By the time I reached the tenth grade, mother was working every day. She had lost a lot of weight. Seeing the state she was in, I tried to assist her more. I helped her wash dishes, clothes and do other chores in the houses of her employers.
There were days when I worked until midnight.
But the work was telling on my studies. I lost rank in the pre-SLC exam. That worried me. Mother told me to stop assisting her and to focus on studies. But there was another problem. Our landlord was upset that I was using too much electricity by lighting the room to study at night. I explained to him that the "big exam" was nearing. He understood.
I studied hard, sometimes until the roosters crowed. I was often gripped by fear that father might come back. I evaded notice when I encountered him a few times in public places.
Studying with a half-empty stomach is hard. My body often grew lethargic in lack of proper nutrition. I even felt nauseated at times. But there was no use complaining. I attended classes regularly, tight-lipped about my physical condition. During my SLC preparation, I understood how badly an empty stomach can hurt.
I had studied hard. But I had never expected 88.75 percent marks. Looking back, I think I could have done better had my preparations been smoother, and hassles-free. But the results I got would not have been possible without my mother´s hard toil.
There are many challenges awaiting me. I have dreams and responsibilities. I have dreams of becoming a pediatrician and bringing happiness in my mother´s life. I have the responsibility of supporting the education of my younger sisters, and rescuing my family from the dark room and an equally dark life.
I stand amid these dreams and responsibilities. I haven´t yet seen a path that could lead me to the realization of these drams and the fulfillment of these responsibilities. And I don´t know how to tread on such path if there is any.

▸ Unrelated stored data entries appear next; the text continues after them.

PR #1906, opened 2020-12-29
Fix flaky postpcap stats test

mattnibs:
Use regexp on the test which better accounts for the fluctuating size of record
bytes written (caused by zeek ids).

Also remove the hack to truncate the byte values needed to make this test
originally pass.


nwt (approved):
Great idea!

I don´t know many things. But I know I can earn some money by taking up a teaching job in some school. But that will only provide small and temporary relief to my family. I believe the poor should complete studies even with a meal a day so as to be able to later afford four meals a day.
"Chhori, you must study and become a thulo manchhe (successful person). All of you must escape this fate."
This statement made by my mother during one of our innumerable nights of horror continues to inspire me. It inspires me to pursue further studies.